Docker images
GATK-SV utilizes a set of Docker images for execution within containerized environments.
Publishing and availability
Dockers are automatically built and pushed to the us.gcr.io/broad-dsde-methods/gatk-sv
repository under two different conditions:
- Release: upon releasing a new version of GATK-SV. These Dockers are made permanently available.
- Commit: upon merging a new commit to the development branch. These Dockers are ephemeral and may be periodically deleted. Any users needing to preserve access to these Docker images should copy them to their own repository. Also note that these images are built on an "as-needed" basis, meaning an image is only updated if it has been changed in any way by the commit.

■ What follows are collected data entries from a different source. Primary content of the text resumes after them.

PR #612, opened 2018-09-14
Hide completed and close courses in css

m6jones:
Use course count from org->enrollment map
Display no open courses alert based enrollments
Enrollment count.
Fixed double count.
Maxed out the course count to 99+
Fixed alerts being cleared
Fixed View All Courses link not showing when there is one hidden course

### DIFF
--- a/src/d2l-my-courses-content/d2l-my-courses-content-behavior.html
+++ b/src/d2l-my-courses-content/d2l-my-courses-content-behavior.html
@@ -258,7 +258,7 @@
 
 			if (hide) {
 				var index = this._enrollments.indexOf(e.detail.enrollmentUrl);
-				if (index !== -1) {
+				if (index !== -1 && index >= this._lastPinnedIndex) {
 					this.splice('_enrollments', index, 1);
 				}
 			} else if (!hide && (this._enrollments.indexOf(e.detail.enrollmentUrl) === -1)) {
@@ -372,6 +372,9 @@
 				return this._refetchEnrollments();
 			}
 
+			var enrollmentCard = Polymer.dom(e).event && Polymer.dom(e).event.srcElement;
+			var shouldHide = enrollmentCard && (enrollmentCard.hasAttribute('completed') || enrollmentCard.hasAttribute('closed'));
+
 			var lastPinnedIndex = isPinned ? this._lastPinnedIndex++ : --this._lastPinnedIndex;
 			var removalIndex = this._enrollments.indexOf(changedEnrollmentId);
 
@@ -381,12 +384,17 @@
 			} else if (removalIndex === lastPinnedIndex) {
 				// Course is already in the correct position, just update it
 				// (avoids removal animation + insertion animation in exact same position)
+				if (shouldHide && !isPinned) {
+					this.splice('_enrollments', removalIndex, 1);
+				}
 			} else {
 				// Remove the enrollment from its current location
 				this.splice('_enrollments', removalIndex, 1);
 
 				// Re-add the (updated) enrollment at the end of the pinned list
-				this.splice('_enrollments', lastPinnedIndex, 0, changedEnrollmentId);
+				if (!shouldHide || isPinned) {
+					this.splice('_enrollments', lastPinnedIndex, 0, changedEnrollmentId);
+				}
 			}
 		},
 		_onStartedInactiveAlert: function(e) {
--- a/src/d2l-my-courses-content/d2l-my-courses-content-behavior.html
+++ b/src/d2l-my-courses-content/d2l-my-courses-content-behavior.html
@@ -79,6 +79,10 @@
 				type: Object,
 				value: function() { return {}; }
 			},
+			_numberOfEnrollment: {
+				type: Number,
+				value: 0
+			},
 			_lastPinnedIndex: {
 				type: Number,
 				value: 0
@@ -101,7 +105,7 @@
 			// Text to render for "View All Courses" link (includes enrollment count approximation)
 			_viewAllCoursesText: {
 				type: String,
-				computed: '_getViewAllCoursesText(_hasMoreEnrollments, _enrollments.length)'
+				computed: '_getViewAllCoursesText(_hasMoreEnrollments, _numberOfEnrollment)'
 			}
 		},
 		listeners: {
@@ -189,8 +193,9 @@
 		_enrollmentsChanged: function(enrollments) {
 			this._hasEnrollments = enrollments.length > 0;
 
-			this._clearAlerts();
+			this._removeAlert('noCourses');
 			if (!this._hasEnrollments) {
+				this._clearAlerts();
 				this._addAlert('call-to-action', 'noCourses', this.localize('noCoursesMessage'));
 			}
 		},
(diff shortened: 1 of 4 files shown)


test/d2l-my-courses-content/d2l-my-courses-content.js
```diff
@@ -846,14 +846,6 @@ describe('d2l-my-courses-content', () => {
 			});
 		});
 
-		it('should remove all existing alerts when enrollment alerts are updated', () => {
```
m6jones: Why did we want all alerts to removed when enrollments changed? When enrollments changing doesn't always update the visible enrollments which means the relevant alerts could be cleared. They were being cleared and so why I took it out and why I am taking out this test case.

Figure I'd explain why I am taking out a test case and open the discussion about it.

src/d2l-my-courses-content/d2l-my-courses-content-behavior.html
```diff
@@ -79,6 +79,10 @@
 				type: Object,
 				value: function() { return {}; }
 			},
+			_numberOfEnrollment: {
```
m6jones: Since I am taking away enrollment cards from `_enrollments` in order to hide them. (closed and complete cards) Taking the length of `_enrollments` is no longer a valid way to get the number of enrollments.

src/d2l-my-courses-content/d2l-my-courses-content-behavior.html
```diff
@@ -251,7 +258,7 @@
 
 			if (hide) {
 				var index = this._enrollments.indexOf(e.detail.enrollmentUrl);
-				if (index !== -1) {
+				if (index !== -1 && index >= this._lastPinnedIndex) {
```
njostonehouse: Does this depend on all pinned items appearing at the top of the list?

src/d2l-my-courses-content/d2l-my-courses-content-behavior.html
```diff
@@ -189,8 +193,9 @@
 		_enrollmentsChanged: function(enrollments) {
 			this._hasEnrollments = enrollments.length > 0;
 
-			this._clearAlerts();
+			this._removeAlert('noCourses');
```
m6jones: Since the `_enrollments` change when something is hidden it no longer makes sense to clear all of the alerts.

src/d2l-my-courses-content/d2l-my-courses-content-behavior.html
```diff
@@ -189,8 +193,9 @@
...
 			if (!this._hasEnrollments) {
+				this._clearAlerts();
```
m6jones: However, if there is no enrollments being shown then there shouldn't be any alerts so clear them now.

src/d2l-my-courses-content/d2l-my-courses-content-behavior.html
```diff
@@ -237,7 +242,9 @@
 			}
 
 			var orgUnitId = this._getOrgUnitIdFromHref(e.detail.organizationUrl);
-
+			if (!this._orgUnitIdMap[orgUnitId]) {
+				this._numberOfEnrollment++;
```
m6jones: This event gets called to register an enrollment so it is the best place to keep track of how many enrollments are loaded. The `_orgUnitIdMap` makes sure we don't duplicate the number.

src/d2l-my-courses-content/d2l-my-courses-content-behavior.html
m6jones: I don't want to remove/hide an enrollment if it is pinned.

src/d2l-my-courses-content/d2l-my-courses-content-behavior.html
```diff
@@ -365,6 +372,9 @@
 				return this._refetchEnrollments();
 			}
 
+			var enrollmentCard = Polymer.dom(e).event && Polymer.dom(e).event.srcElement;
```
m6jones: I need this so I can check to see if this enrollment should be hidden. As in if it is completed or closed.

src/d2l-my-courses-content/d2l-my-courses-content-behavior.html
```diff
@@ -554,10 +569,12 @@
 
 			// With individual fetching of courses as they get pinned, we can end
 			// up with "21+", "22+", etc., so round down to nearest 5 for >20 courses
+			var maxCount = 99;
```
m6jones: Business case wanted to max these out at 99.

src/d2l-my-courses-content/d2l-my-courses-content-behavior.html
njostonehouse: nit: `_numberOfEnrollment` pluralized?

src/d2l-my-courses-content/d2l-my-courses-content.html
```diff
@@ -46,11 +46,13 @@
 				margin-bottom: 20px;
 				clear: both;
 			}
-			.course-tile-grid:not([hide-past-courses]) > div:nth-of-type(n+13) > d2l-enrollment-card:not([pinned]),
+			.course-tile-grid:not([hide-past-courses]) > d2l-enrollment-card:nth-of-type(n+13):not([pinned]),
 			.course-tile-grid:not([hide-past-courses]) > div:nth-of-type(n+13) > d2l-course-image-tile:not([pinned]),
-			.course-tile-grid[hide-past-courses] > div > d2l-enrollment-card[past-course]:not([pinned]),
+			.course-tile-grid[hide-past-courses] d2l-enrollment-card[past-course]:not([pinned]),
+			.course-tile-grid > d2l-enrollment-card[completed]:not([pinned]),
```
m6jones: So I removed the div container to fix issues with the shady dom and IE11. It would leave the enrollment cards in place so it be an empty box.

src/d2l-my-courses-content/d2l-my-courses-content-behavior.html
```diff
@@ -554,10 +569,12 @@
...
 			var count = enrollmentsLength < 20
 				? enrollmentsLength
 				: String(enrollmentsLength - (enrollmentsLength % 5));
-			if (hasMoreEnrollments) count += '+';
+			if (count > maxCount) count = maxCount + '+';
+			if (hasMoreEnrollments && count !== maxCount + '+') count += '+';
```
njostonehouse: I'm not a fan of dropping `{`s in conditional statements.

src/d2l-my-courses-content/d2l-my-courses-content.html
```diff
@@ -73,19 +75,17 @@
 			</d2l-alert>
 
 			<template is="dom-repeat" items="[[_alertsView]]">
-				<d2l-alert type="[[item.alertType]]">
+				<d2l-alert type="[[item.alertType]]" hidden$="[[!_enrollments.length]]">
```
m6jones: If the visible amount of enrollment is 0 then don't show alerts.

src/d2l-my-courses-content/d2l-my-courses-content-behavior.html
m6jones: Yes, which they do in the my widget view and that is where it is applied.

src/d2l-my-courses-content/d2l-my-courses-content-behavior.html
m6jones: Ohh! bad habit from last job.

src/d2l-my-courses-content/d2l-my-courses-content-behavior.html
njostonehouse: If `this._hasEnrollments` is `false`, does that necessarily mean the View All Courses page is empty too?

The full set of current images are automatically published and pushed to a public Google Artifact Registry and listed in the dockers.json file.
Microsoft Azure mirrors of all images can be found in dockers_azure.json, but these are not currently available for public use.
Regions (IMPORTANT)
Users using Google Compute VMs outside of the us-central1
region, i.e. in other NA regions or continents, must copy all
docker images to a repository hosted in their region. If using a Terra workspace, the region is listed under Cloud Information
:Location
in the workspace dashboard. Please see
this article
for more information.
Failure to localize Docker images to your region will incur significant egress costs.
Versioning
All Docker images are tagged with a date and version number that must be run with the corresponding version of the
WDLs. The Docker images built with a particular version can be determined from the dockers.json
file by checking out
the commit or release of interest and examining dockers.json
, e.g.
v0.29-beta.
Note that a given commit may contain a mixture of Docker image version tags if only a subset of images has actually been updated, reflecting the "as-needed" rebuild policy described above.
All Terra workspace releases have the WDLs and Docker images synchronized.
Cloning a Terra workspace copies a snapshot of the current workspace. Any future updates to the original workspace will not be propagated to the clone.
We strongly recommend using a single version of GATK-SV for all projects. Switching versions may lead to batch effects and/or compromise call set fidelity.
Workflow inputs
All GATK-SV WDLs utilize a subset of the Docker images, which are specified as inputs. For example,
the sv_pipeline
docker is supplied to the input sv_pipeline_docker
in many WDLs.
Builds
An in-depth guide to the GATK-SV Docker system and building Docker images is available in the Advanced section.